# Quik Milker anyone tried yet?



## Dayna (Aug 16, 2012)

https://quikmilker.com/

Not seen this one before. Anyone used a foot pump? Also looking at the battery powered one.

I'm not huge on using devices to milk but I'm going to have a total of 7 does in milk soon, of various sized teats... and my hands might need a break once or twice a week!


----------



## milk and honey (Oct 31, 2010)

Interesting... I have not seen that before. Stinkin expensive though! I will never understand the prices of dairy equipment!!! There is a milking system out of Oregon that looked interesting...I'll try to find the link


Sent from my iPhone using Goat Forum


----------



## milk and honey (Oct 31, 2010)

I'm not sure if this is the one, but take a look at Simplepulse.net


Sent from my iPhone using Goat Forum


----------



## top_goat (Sep 16, 2014)

Here's a video link showing how to make your own "Dansha-type" machine.

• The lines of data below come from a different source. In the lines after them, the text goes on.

PR #3177, opened 2025-04-21
Use Windows ARM64 for RTools CI

andrjohns:
## Summary

Windows ARM runners are now available for public repos, so we can add them to the CI. I've just replaced the existing windows runners, but can also add them separately if we want both x86-64 & arm64 rtools.

The `setup-r` action doesn't support arm64, so I've just added a step to manually install RTools

## Tests

## Side Effects

N/A

## Release notes

Added Windows ARM64 to the Github CI

## Checklist

### DIFF
--- a/.github/workflows/main.yml
+++ b/.github/workflows/main.yml
@@ -44,8 +44,8 @@ jobs:
     - name: Download and install Rtools45
       if: runner.os == 'Windows'
       run: |
-        $ARCH = if (${{ matrix.os }} == 'windows-11-arm') { 'aarch64' } else { 'x86_64' }
-        $RTOOLS = if (${{ matrix.os }} == 'windows-11-arm') { 'rtools45-$ARCH' } else { 'rtools45' }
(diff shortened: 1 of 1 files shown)


WardBrian:
There are several orders of magnitude more x86 windows users than ARM, so if we do test this at all we should do it in addition rather than as a replacement

andrjohns:
> There are several orders of magnitude more x86 windows users than ARM, so if we do test this at all we should do it in addition rather than as a replacement

Ah yeah true, will add both

WardBrian (approved):

WardBrian:
It looks like sometimes these jobs get stuck installing rtools, e.g: https://github.com/stan-dev/math/actions/runs/14649317253/job/41111049475?pr=3171

1 hour and counting just in the install step

WardBrian:
I can't tell if it's a rate limiting issue or the installer thats hanging. If its the former we could add an authorization header to Invoke-WebRequest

I'm trying this -- it's so much cheaper!!! The basic materials are:

*Brake bleeder pump (available at auto parts stores, Harbor Freight...The one I got at HF looks exactly like the one on the Dansha videos.)
*Plastic tubing (I got mine at Home Depot)
*Nozzels to fit the tubing (in my market I had a hard time finding these. I finally got brass ones at Home Depot)
*Food grade silicone caulk (Think aquarium silicone -- there may be other types, but this was what I could easily get in my market.)
*Canning jar with tight fitting lid and ring

(Edit: forgot the syringes for teat cups, available @ TSC or elsewhere)

My total cost (excluding gas for trips to the store) was about $40. My biggest problem was getting a really good seal on the nozzels going thru the lid --several applications of caulk seemed to handle that one) and the pump I got for $20 at Harbor Freight doesn't build up adequate pressure -- I think the internal seals are leaking. I think I just got a lemon -- the reviews for this product said this pump is either really good or worthless -- QC at HF apparently isn't the best. I guess I got a worthless one - LOL. I plan to exchange it on my next trip to HF (They're really good about that.)


----------



## Goats4Milk (Jan 2, 2015)

I just bought a dansha milking machine. I tested it on the top of my hand until it shut off. Not even a bruise and was only slightly uncomfortable. Chocolate liked the machine a million times more then me hand milking her.

I know it doesn't pulse and that can be bad for their nipples. I just make sure I stop once the milk starts flowing and I disconnect the line before I take it off of her so I'm not stretching her nipples even more. It has the same idea of the hand held breast pumps I used on myself.


----------



## harleybarley (Sep 15, 2014)

I made a DIY one, and the canning jar lid rusted. The whole setup was not very disinfect-able. I switched to silicone gaskets instead of caulk (hard to sanitize caulk, hard to get it smooth) but swapping out lids every time they rusted was a hassle. 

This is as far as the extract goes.